Defined – Benefits Plans

Gratuity: The Liability is ascertained and provided for as per Actuarial Valuation in conformity with the principles set out in the

Accounting Standard 15 (revised)

Earnings per share

Basic and diluted earnings per share are computed in accordance with Accounting Standard (AS) - 20 – Earnings per share. Basic earnings per share is calculated by dividing the net profit or loss after tax for the year attributable to equity shareholders by the weighted average number of equity shares outstanding during the year. Diluted earnings per equity share are computed using the weighted average number of equity shares and dilutive potential equity shares outstanding during the year, except where the results are anti-dilutive

Contingent liabilities not provided for :

Claims against the Company not Acknowledged as Debts as on 31st March 2013 amounting to Rs. Nil.


Mar 31, 2010

A. Basis of accounting :

Income and Expenditure are accounted for on accrual basis.

b. Revenue Recognition:

Interest Income is recognised in the profit and loss account as it accrues except in the case of non performing assets ("NPAs") where it is recognised, upon realisation, as per the Non Banking Financial Companies (NBFC) prudential norms of RBI.

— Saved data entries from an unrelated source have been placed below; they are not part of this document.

PR #2343, opened 2024-02-25
[SE-0419] Fix link to pitch thread

ole:
The link to the pitch thread pointed to a post in the middle of the thread. It should point to the start.


DougGregor (approved):
Thanks!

c. Advances & Provisioning:

Non performing assets ("NPAs") provisions are made basded on managements assessment of the degree of impairment, subjet to the minimum provisioning level in accordance with Non Banking Financial Companies (NBFC) prudential noms of RBI.

d. Fixed Assets :

All fixed assets are stated at historical cost of acquisition less accumulated depreciation.

e. Investments :

No provision has been made for diminution in the value of investment in the equity shares of Tokyo Plast International Ltd. as the diminution in the value of shares is considered as temporary. These investments are held as long term investments and hence valued at cost.

f. Depreciation :

Depreciation of fixed assets is provided for on the "Straight Line Method" as per the rates and in the manner prescribed by Schedule XIV of the Companies Act, 1956.

g. Deferred Taxation :

Provision for taxation comprises of Current Tax, Deferred Tax and Fringe Benefit Tax. Current Tax Provision has been made in accordance with the Income Tax Act, 1961.

Deferred tax assets and liabilities are recognized for future tax consequences attributable to the timing difference that result between the profit offered for income tax and the profit as per the financial statements Deferred tax assets and liabilities are measured as per the tax rates that have been enacted or substantively enacted by the Balance Sheet date and are reviewed for appropriateness of their respective carrying values at each Balance Sheet Date. The major component is Depreciation.

h. Basis of Preparation :

The Financial Statements have been prepared to comply in all material respects with Mandatory Accounting Standards issued by the Institute of Chartered Accountants of India and the relevant provisions of the Companies Act, 1956. The financial statements have been prepared under the Historical Cost convention on an Accrual basis except in case of assets for which provision for Impairment is made and Revaluation is carried out.